Introduced in Innistrad: Midnight Hunt, the Day and Night cycle was Magic: The Gathering's latest attempt to translate classic horror tropes to the TCG format. At face value, Day and Night does this successfully by determining what form werewolves and similar beasts take when they hit the battlefield. Digging a little deeper, however, it quickly becomes clear that Day and Night cycles are determined by a convoluted system of tracking how many spells a given player casts on a given turn. This isn't exactly the kind of thing most players are looking to keep track of, especially not when it must be kept track of every turn, regardless of whether any relevant cards are in play. Lorcana should focus on engaging, impactful mechanics going forward.

Poison/Toxic/Infect - Magic: The Gathering

glistener elf leaping through the partially metallic treeline of a corrupted section of myroddin

Whereas there is a definite reason to want an ability or mechanic that eats through an opponent's defenses, those that whittle them down to nothing in record time aren't necessarily in the same category. This is precisely the case when it comes to mechanics such as Infect, Poison, and Toxic from Magic: The Gathering, all of which effectively cut the opposing player's life total in half from the start.

Despite giving players another way to win, these mechanics also tend to end games prematurely.

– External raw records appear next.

PR #39259, opened 2022-06-02
added custom operator for eastwest gateway

aryan16:
**Added a way to update the east-west gateway deployment**

### DIFF
--- a/pkg/test/framework/components/istio/eastwest.go
+++ b/pkg/test/framework/components/istio/eastwest.go
@@ -48,7 +48,7 @@ var (
 )
 
 // deployEastWestGateway will create a separate gateway deployment for cross-cluster discovery or cross-network services.
-func (i *operatorComponent) deployEastWestGateway(cluster cluster.Cluster, revision string) error {
+func (i *operatorComponent) deployEastWestGateway(cluster cluster.Cluster, revision string, customSettings string) error {
 	// generate istio operator yaml
 	args := []string{
 		"--cluster", cluster.Name(),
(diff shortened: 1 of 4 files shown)


pkg/test/framework/components/istio/eastwest.go
```diff
@@ -48,7 +48,7 @@ var (
 )
 
 // deployEastWestGateway will create a separate gateway deployment for cross-cluster discovery or cross-network services.
-func (i *operatorComponent) deployEastWestGateway(cluster cluster.Cluster, revision string) error {
+func (i *operatorComponent) deployEastWestGateway(cluster cluster.Cluster, revision string, customSettings string) error {
```
vikaschoudhary16, line 51: I think it would be better if we handle this through existing `genGatewayScript` itself?
Either we can always add the volume mounts for pilot certs through the shell `gen-eastwest-gateway.sh` and if we dont want to mount those volumes always, we can add another flag like `--mountPilotCerts` or something.
We dont need to add new customisation. This is adding complexity unnecesssary

vikaschoudhary16 (changes requested):

pkg/test/framework/components/istio/eastwest.go
aryan16: The advantage to doing to it in this way is that we can handle any kind of update to eastwest gateway settings, we are anyway doing same for ingress and egress.

vikaschoudhary16: If we want to make it more customizable than the just pilot certs, cant we pass arbitrary values to exisitng shell script?

stevenctl: The shell script can't do smart yaml merging which could make things tricky. A human user might use this script to generate the "base" for an easy West gateway (which is really a specialized ingress) and then modify it.

This is the simplest/most flexible thing we can do for automated tests imo.

PR #39260, opened 2022-06-02
Decompress or untar the wasm binary if it is needed when pulling it via HTTP/HTTPS

ingwonsong:
Decompress or/and untar the wasm binary when it is pulled via HTTP/HTTPS.
By this, we can support the compressed stream as well (even with the wrong `content-type`)

In details, when pulling bytes from HTTP/HTTPS server, if the bytes do not have proper magic number for Wasm Binary, 
tries to ungzip or untar based on the magic numbers of each fileformat.

In case of `untar`, this PR assumes that there is only one file in the same sense that OCI Image specification for Wasm binary.

Basically, it does the best effort based on the magic number of bytes.
If it fails to decompress or untar, just uses the original bytes.

Basically, the original idea came from https://github.com/istio/istio/pull/39225#issuecomment-1144207752.

### DIFF
--- a/pkg/wasm/httpfetcher.go
+++ b/pkg/wasm/httpfetcher.go
@@ -15,15 +15,22 @@
 package wasm
 
 import (
+	"archive/tar"
+	"bytes"
+	"compress/gzip"
 	"context"
 	"crypto/tls"
 	"fmt"
 	"io"
+	"io/ioutil"
 	"net/http"
 	"time"
 
 	"github.com/cenkalti/backoff/v4"
 )
+
+var tarMagicNumber = []byte{0x75, 0x73, 0x74, 0x61, 0x72}
+var gzMagicNumber = []byte{0x1f, 0x8b}
 
 // HTTPFetcher fetches remote wasm module with HTTP get.
 type HTTPFetcher struct {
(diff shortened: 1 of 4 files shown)


pkg/wasm/httpfetcher.go
```diff
@@ -15,16 +15,23 @@
...
 	"fmt"
 	"io"
+	"io/ioutil"
 	"net/http"
 	"time"
 
 	"github.com/cenkalti/backoff/v4"
 )
 
+var tarMagicNumber = []byte{0x75, 0x73, 0x74, 0x61, 0x72}
```
vikaschoudhary16, line 32: just for my learning, from where you got these magic numbers?

ingwonsong: You can check them various documents. (e.g., https://en.wikipedia.org/wiki/List_of_file_signatures)

GregHanson (approved):

ingwonsong:
@howardjohn Do you have any thought?

howardjohn (approved):

zirain (approved):

pkg/wasm/httpfetcher.go
```diff
@@ -15,16 +15,25 @@
...
 	"io"
+	"io/ioutil"
 	"net/http"
 	"time"
 
 	"github.com/cenkalti/backoff/v4"
 )
 
+var (
+	tarMagicNumber = []byte{0x75, 0x73, 0x74, 0x61, 0x72}
```
zirain, line 33: address where these came from?

zirain:
hold for address comments, feel free to remove it

pkg/wasm/httpfetcher.go
ingwonsong: Done!

Issue #39255, opened 2022-06-02
TestAuthz_EgressGateway test flake


howardjohn:
https://prow.istio.io/view/gs/istio-prow/pr-logs/pull/istio_istio/39238/integ-security-multicluster_istio/1532176973567102976

howardjohn:
https://prow.istio.io/view/gs/istio-prow/pr-logs/pull/istio_istio/39263/integ-security-multicluster_istio/1532507198838542336

this one seems different

howardjohn:
https://prow.istio.io/view/gs/istio-prow/pr-logs/pull/istio_istio/39277/integ-security-multicluster_istio/1532761517953388544
https://prow.istio.io/view/gs/istio-prow/pr-logs/pull/istio_istio/39261/integ-security-multicluster_istio/1532778634010431488
https://prow.istio.io/view/gs/istio-prow/pr-logs/pull/istio_istio/36214/integ-security-multicluster_istio/1532751916935680000

howardjohn:
https://prow.istio.io/view/gs/istio-prow/pr-logs/pull/istio_istio/39277/integ-security-multicluster_istio/1532811593526546432

howardjohn:
fixed

PR #39280, opened 2022-06-03
Skip authz tests while flakes are investigated

howardjohn:
See https://github.com/istio/istio/issues/39255

Currently 25-40% of jobs are failing on this:
https://prow.istio.io/?job=integ-security-multicluster_istio which is
slowing down development

### DIFF
--- a/tests/integration/security/authz/main_test.go
+++ b/tests/integration/security/authz/main_test.go
@@ -37,6 +37,7 @@ var (
 func TestMain(m *testing.M) {
 	framework.
 		NewSuite(m).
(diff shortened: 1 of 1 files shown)


lei-tang (approved):

nmittler:
@howardjohn it seems that the majority of the flakes are related to the egress test. It's concerning to disable all authz tests ... can you carve out a more specific set of tests that are skipped?

howardjohn:
AFAIK its not just the egress test, seems many of them are failing. 

My understanding is these new tests were in _addition_ to the old authz tests? If not, this is definitely concerning to disable all of them...

PR #39283, opened 2022-06-04
add support for redis cluster protocol

ramaraochavali:
- [ ] Docs
- [ ] Installation
- [X] Networking
- [ ] Policies and Telemetry
- [ ] Security
- [ ] Test and Release
- [ ] User Experience


ramaraochavali:
@howardjohn @hzxuzhonghu can you PTAL?

hzxuzhonghu (commented):
I have not used redis for more than 7 years. So not an expert on redis. 

Given previous memory, how is this different from redis sharding previously supported?

ramaraochavali:
> Given previous memory, how is this different from redis sharding previously supported?

This adds support for [redis clusters](https://redis.io/docs/manual/scaling/#:~:text=Redis%20Cluster%20provides%20a%20way,are%20not%20able%20to%20communicate.) compared to standalone redis protocol - improves availability. See https://www.envoyproxy.io/docs/envoy/latest/api-v3/extensions/clusters/redis/v3/redis_cluster.proto.html?highlight=redis%20cluster

howardjohn (commented):
Is this something we are ready to have first class support for? This seems like it could be done with an EnvoyFilter.

All of our protocol support seems half-baked. It is permanently behind feature flag, has no testing, is incomplete, etc.

ramaraochavali:
Some additional data points, we have been running Redis in large clusters at scale via Mesh for past three years. Also majority of our clusters that run mesh for various customers make use of Redis support in Istio either with in house hosted Redis or with cloud provider managed Redis(AWS Elastic cache for example). So I think we should be OK to add first class support for it. 
We can definitely add additional integration tests .

howardjohn (commented):
I really feel like we are piecemeal adding protocol support and continue to implement a small portion of what is needed. I worry a lot about proliferation of `redis`, `redis-cluster`, etc `redis-foobar` without a unified approach for how we should extend protocols. @nrjpoddar was previously working on this but I don't think its still active.

> Yes. But having support for Redis and not support redis cluster (and asking users to create envoy filter for it) seems odd.

My concern is we already barely support redis. We have a partial implementation, but custom protocol support is slapped onto Istio without cohesive design

PR #39645, opened 2022-06-27
hbone: initial echo server/client implementation

howardjohn:
Per https://docs.google.com/document/d/1Ofqtxqzk-c_wn0EgAXjaJXDHB9KhDuLe-W3YGG67Y8g/edit


costinm:
I would really appreciate it if we could have this in istio/pkg repo
instead of istio/istio.

Preferably with a separate go.mod

pkg/config/protocol/instance.go
```diff
@@ -54,6 +54,8 @@ const (
 	Redis Instance = "Redis"
 	// MySQL declares that the port carries MySQL traffic.
 	MySQL Instance = "MySQL"
+	// HBONE declares that the port carries HBONE traffic.
+	HBONE Instance = "HBONE"
```
costinm, line 58: Don't we have a dedicated port ?

costinm: Or 2 ports actually - one for HBone and one for 'plain text/trusted network' hbone, i.e. h2 or h2c

pkg/hbone/README.md
```diff
@@ -0,0 +1,71 @@
+# HTTP Based Overlay Network (HBONE)
+
+HTTP Based Overlay Network (HBONE) is the protocol used by Istio for communication between workloads in the mesh.
+At a high level, the protocol consists of tunneling TCP connections over HTTP/2 CONNECT, over mTLS.
```
costinm, line 4: I would skip 'over mTLS', and add 'over HTTP/2 and H3 CONNECT' ( not clear if QUIC is mTLS, or if in a trusted networks we must have outer mTLS or H2C is allowed )

pkg/hbone/README.md
```diff
@@ -0,0 +1,71 @@
...
+
+## Specification
+
+TODO
```
costinm, line 8: My doc on gateway improvements has several links, you can add them here ( RFCs, BeyondCorp, browser specs)

pkg/config/protocol/instance.go
howardjohn: This is not something a user can configure by portname on Service -- but used for internal. Not by convention, this is enforced.

pkg/hbone/dialer.go
```diff
@@ -0,0 +1,173 @@
...
+	// handle upstream (mtp server) <-- downstream (app)
+	copyBuffered(pw, conn, log.WithLabels("name", "conn to pipe"))
+
+	wg.Wait()
+	log.Info("stream closed in ", time.Since(t0))
+	return nil
+}
+
+// TLSDialWithDialer is an implementation of tls.DialWithDialer that accepts a generic Dialer
+func TLSDialWithDialer(dialer Dialer, network, addr string, config *tls.Config) (*tls.Conn, error) {
```
costinm, line 139: Why do we need this ? Normal pattern is create Dialer with config and call DialContext/Dial

pkg/hbone/dialer.go
```diff
@@ -0,0 +1,173 @@
...
+	if network != "tcp" {
+		return net.Dial(network, address)
+	}
+	// TODO: use context
+	c, s := net.Pipe()
+	go func() {
+		err := proxyTo(s, d.cfg, address)
+		log.Infof("Tunnel complete: %v", err)
+	}()
+	return c, nil
```
costinm, line 66: I think we need to work on this - see my previous implementation, the HTTP RT should probably be done part of Dial, with proxy remaining in background. So we can return errors properly ( similar with how normal Dial works - i.e. a real connection/stream will be established by dial)

pkg/hbone/dialer.go
howardjohn: I am not sure another way to add TLS to a Dialer?

pkg/hbone/dialer.go
howardjohn: Agreed

costinm:
On Mon, Jun 27, 2022 at 1:55 PM Nathan Mittler ***@***.***>
wrote:

>
> In pkg/config/protocol/instance.go
> <https://github.com/istio/istio/pull/39645#discussion_r907720073>:
>
> > @@ -54,6 +54,8 @@ const (
>  	Redis Instance = "Redis"
>  	// MySQL declares that the port carries MySQL traffic.
>  	MySQL Instance = "MySQL"
> +	// HBONE declares that the port carries HBONE traffic.
> +	HBONE Instance = "HBONE"
>
> Will HBONE always be over h2? If we ever supported h3, would it be
> considered a different protocol?
>
AFAIK we treat H2 and H3 as the same protocol - it really requires
'bidirectional stream support' which is missing in H1.

pkg/config/protocol/instance.go
hzxuzhonghu, line 58: Can we not add it here

howardjohn: We would have to update all of our tests and echo codebase. Any concerns ? It cannot be used by real Service (which I plan to add a comment and test asserting this)

hzxuzhonghu: My  concern is test code should not couple with main. Could be confused at a new protocol?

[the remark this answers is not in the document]
howardjohn: In the future we may make it support h3. TBD if we consider that another protocol here.

This is just internal details here, not API, so we can change

pkg/hbone/dialer.go
```diff
@@ -0,0 +1,173 @@
...
+	"golang.org/x/net/proxy"
+
+	"istio.io/istio/security/pkg/pki/util"
+	istiolog "istio.io/pkg/log"
+)
+
+var log = istiolog.RegisterScope("hbone", "", 0)
+
+type Config struct {
+	ProxyAddress string
```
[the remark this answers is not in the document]
howardjohn: putting it in comments, but ProxyAddress is the HBONE proxy, address is the destination address

pkg/hbone/server.go
```diff
@@ -0,0 +1,77 @@
...
+	// Need to set this to allow timeout on the read header
+	h1 := &http.Transport{
+		ExpectContinueTimeout: 3 * time.Second,
+	}
+	h2, _ := http2.ConfigureTransports(h1)
+	h2.ReadIdleTimeout = 10 * time.Minute // TODO: much larger to support long-lived connections
+	h2.AllowHTTP = true
+	h2.StrictMaxConcurrentStreams = false
+	h2Server := &http2.Server{}
+	handler := http.HandlerFunc(func(w http.ResponseWriter, r *http.Request) {
```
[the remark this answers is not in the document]
howardjohn: `r` and `w` are the standard names for this defined by go stdlib

pkg/hbone/util.go
```diff
@@ -0,0 +1,112 @@
...
+	"net/http"
+	"sync"
+	"time"
+
+	istiolog "istio.io/pkg/log"
+)
+
+// createBuffer to get a buffer. io.Copy uses 32k.
+// experimental use shows ~20k max read with Firefox.
+var bufferPoolCopy = sync.Pool{New: func() interface{} {
```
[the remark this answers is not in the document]
howardjohn: Where are we locking? AFAIK sync.Pool uses no locking internally and I don't see any locking added here?

pkg/config/protocol/instance.go
nmittler: I think "experimental" is more accurate than "test". This only exists in this file. Seems that an adequate "proceed at your own risk" banner should be sufficient, no?

pkg/hbone/README.md
nmittler: For now, isn't it mTLS? I'd rather keep the text representative of what has been built rather than what might be built in the future.

pkg/hbone/README.md
nmittler: +1 ... could you fill out this section?

pkg/hbone/server.go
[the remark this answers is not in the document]
nmittler: doesn't make it clearer :). It's fine ... marking resolved.

pkg/hbone/util.go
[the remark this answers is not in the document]
nmittler: A couple years old, but [hare are some benchmarks](https://medium.com/swlh/go-the-idea-behind-sync-pool-32da5089df72) ... not sure if an extra couple of nanos matters much here :). Go doesn't implement thread-local storage anyway, so you can probably safely ignore my comment.

pkg/test/echo/server/forwarder/config.go
```diff
@@ -55,13 +55,24 @@ type Config struct {
 	urlPath                 string
 	method                  string
 	secure                  bool
+
+	// completed whether the Config is complete or still in progress
+	completed bool
```
nmittler, line 60: why did you need this?

howardjohn: tbh I forget.. some issue about a race condition calling the setup twice. Does seem suspicious, let me look into it

nmittler (approved):

howardjohn:
Figured it out, to newDialer we now pass config which is later mutated causing issues. IMO https://github.com/istio/istio/pull/39735 is a better fix (assuming it doesn't break anything, i split it out to make it more clear).

costinm:
Can we separate the hbone client from the service port name ? I think it's
a very different discussion, better handled in API/doc.

howardjohn:
This doesn't impact the service port - "HBONE" is still not a valid service
port, the protocol enum we are adding to is not implicitly adding it as a
valid option for services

Though Infect decks still rely on creatures to win games by connecting with their opponent in combat, they frequently win as early as turn three by making use of cheap threats and even cheaper pump spells. Considering Lorcana doesn't rely on attacking a player's opponent directly, a mechanic such as Toxic simply wouldn't fit the game's tone. Beyond that, giving players a way of setting their game clock forward in such a drastic fashion could easily be met with derision from a player base looking to escape the trappings of more competitive trading card games. It's definitely smarter for Lorcana to leave the 20 Lore goal right where it is.

Companions/Learn/Wishes - Magic: The Gathering

lurrus of the dream den creeping through short grass with one of its cubs in tow

Magic sideboards are intended to be used as a fine-tuning option between games, but they also interact with a number of mechanics that reference cards the player owns from outside the game. Although these various mechanics all have something different to offer, they all lean directly on turning a player's sideboard into an extension of their hand rather than an extension of their deck.

In Magic: The Gathering, cards like Burning Wish let players fetch specific types of cards from outside the game yet within their sideboard, while mechanics such as Learn do the very same thing with an even smaller pool of potential cards to choose from. Thematically, Wish and Learn mechanics are resounding successes. In practice, they are slightly more controversial, though not nearly as much as Companions have been. Another way of turning a player's sideboard into part of their hand, Companions give players loose deck-building restrictions in exchange for what may as well be an eighth card in their starting hand, one that is ever present throughout the match. Lorcana is still in its infancy, and messing around with cards form outside the game is a recipe for disastrously complicated gameplay interactions.